# Star Wars: Episode 9 - Der neue Trailer zeigt das rote Doppel-Lichtschwert



## PCGH-Redaktion (26. August 2019)

Jetzt ist Ihre Meinung zu *Star Wars: Episode 9 - Der neue Trailer zeigt das rote Doppel-Lichtschwert* gefragt. 

Bitte beachten Sie: Der Kommentarbereich wird gemäß der  Forenregeln moderiert. Allgemeine Fragen und Kritik zu Online-Artikeln von PC Games Hardware sind im Feedback-Unterforum zu veröffentlichen und nicht im Kommentarthread zu einer News. Dort werden sie ohne Nachfragen entfernt.




			Dieser Inhalt steht nur eingeloggten Mitgliedern zur Verfügung.
        

 Zurück zum Artikel: *Star Wars: Episode 9 - Der neue Trailer zeigt das rote Doppel-Lichtschwert*


----------



## Gamer090 (26. August 2019)

Das Doppel-Lichtschwert ist eigentlich ist bei den ersten 6 Filmen nur von Darth Maul bekannt glaub ich, will Disney jetzt das kopieren? Es war eines seiner Merkmale das nur er ein Doppel-Lichtschwert benutzte, irgendwie fühlt sich das für mich wie kopieren an.   Ja seine Rote Haut als Zabrak und die Tattoos waren auch Markenzeichen, aber das Lichtschwert darf man nicht vergessen.
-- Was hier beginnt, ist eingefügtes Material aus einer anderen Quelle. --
PR #182, opened 2026-04-21
feat(opampexporter): add new opamp exporter

andykellr:
## Summary

- Adds `exporter/opampexporter/`, a new exporter that sends OTLP-proto payloads (logs, metrics, traces) over an existing OpAMP connection using custom messages — capability `com.bindplane.opampexporter`, message type `otlp`. This lets agents behind the OpAMP Gateway ship telemetry without a separate HTTP connection.
- Registers the custom capability once per exporter component ID; a single shared instance is reused across logs/metrics/traces pipelines. Handles `ErrCustomMessagePending` the same way `processor/snapshotprocessor` does.
- Adds a dependabot entry for the new module.

Linear: [BPOP-4973](https://linear.app/bindplane/issue/BPOP-4973/add-opampexporter-component)

## Test plan

- [x] `go build ./...` in the new module
- [x] `go vet ./...`
- [x] `go test -race ./...` — 13 tests pass (config, factory, and exporter tests covering all three signals, shared-instance registration, missing/invalid extension, pending retry, send error)
- [x] `make check-mod-paths`, `make check-dependabot`, `make check-license`


exporter/opampexporter/exporter.go
```diff
@@ -0,0 +1,159 @@
...
+	if !ok {
+		return fmt.Errorf("opamp extension %q does not exist", e.opampExtensionID)
+	}
+
+	registry, ok := ext.(opampcustommessages.CustomCapabilityRegistry)
+	if !ok {
+		return fmt.Errorf("extension %q is not a custom message registry", e.opampExtensionID)
+	}
+
+	handler, err := registry.Register(e.capability)
```
dpaasman00: Should we be using the `WithMaxQueuedMessages` option when registering?

exporter/opampexporter/exporter.go
```diff
@@ -0,0 +1,159 @@
...
+	unregisterExporter(e.exporterID)
+
+	e.mu.Lock()
+	handler := e.customCapabilityHandler
+	e.customCapabilityHandler = nil
+	e.mu.Unlock()
+
+	if handler != nil {
+		handler.Unregister()
+	}
```
dpaasman00, line 137: I don't know that it really matters a lot, but there is potential for in flight messages to be dropped during shutdown. But because we're shutting down I think it's acceptable.

dpaasman00 (commented):
A couple small comments, otherwise it looks good

exporter/opampexporter/exporter.go
andykellr: I made this a configurable option, still defaulting to 10.

exporter/opampexporter/exporter.go
andykellr: Good catch. I added locking to ensure we don't get stuck in a send loop while shutting down.

dpaasman00 (approved):

PR #189, opened 2026-04-22
fix(`restapireceiver`): Fix validation for offset/limit pagination fields

Caleb-Hurshman:
### Proposed Change

Fixes an issue where the REST API receiver was validating that the limit field name parameter was set whenever offset pagination was enabled.
The field is required when using a numeric offset to instruct the receiver how to increment the numeric value, but is irrelevant for tokenized offsets. This PR changes the validation to match the intended behavior, and updates documentation to be more descriptive.

##### Checklist
- [x] Changes are tested
- [ ] CI has passed


receiver/restapireceiver/config.go
```diff
@@ -578,8 +580,12 @@ func (c *Config) Validate() error {
 		if c.Pagination.OffsetLimit.OffsetFieldName == "" {
 			return fmt.Errorf("offset_field_name is required when pagination.mode is offset_limit")
 		}
-		if c.Pagination.OffsetLimit.LimitFieldName == "" {
-			return fmt.Errorf("limit_field_name is required when pagination.mode is offset_limit")
+		// limit_field_name is required for numeric offset pagination so the
+		// server's page size matches the internal offset advance. With
+		// token-based pagination (next_offset_field_name set), advance is
+		// driven by the token so limit_field_name is optional.
+		if c.Pagination.OffsetLimit.NextOffsetFieldName == "" && c.Pagination.OffsetLimit.LimitFieldName == "" {
```
eKuG, line 587: if NextOffsetFieldName set but user also sets StartingOffset, is that silently ignored? Worth a validation warning or doc note.

eKuG (approved):
No blockers. LGTM

receiver/restapireceiver/config.go
Caleb-Hurshman: No, it won't be ignored. StartingOffset is used for the first request, then the next offset value is read from NextOffsetFieldName 👍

Der Trailer ist ganz ok aber hat mich nicht ganz überzeugt, ich warte auf die Kritiken nach dem Release des Films.


----------



## Pimp-OINK (26. August 2019)

Rey..... Join the Dark Side.... We got Cookies!.....


----------



## -RedMoon- (26. August 2019)

also mal Leute, bei den Bildern am Anfang (Original Trilogie) hatte ich schon etwas Gänsehaut. Die alte Trilogie wirkt bei mir immer noch nach, trotz der vielen Jahre


----------



## majinvegeta20 (26. August 2019)

Es deutet sich immer mehr an, das doch etwas wahres an der Clone Theorie dran sein könnte. 
Glaubt ihr mal gern weiter das der dunkle Sith dort Rey sein soll. 



Gamer090 schrieb:


> Das Doppel-Lichtschwert ist eigentlich ist bei den ersten 6 Filmen nur von Darth Maul bekannt glaub ich, will Disney jetzt das kopieren? Es war eines seiner Merkmale das nur er ein Doppel-Lichtschwert benutzte, irgendwie fühlt sich das für mich wie kopieren an.  Ja seine Rote Haut als Zabrak und die Tattoos waren auch Markenzeichen, aber das Lichtschwert darf man nicht vergessen.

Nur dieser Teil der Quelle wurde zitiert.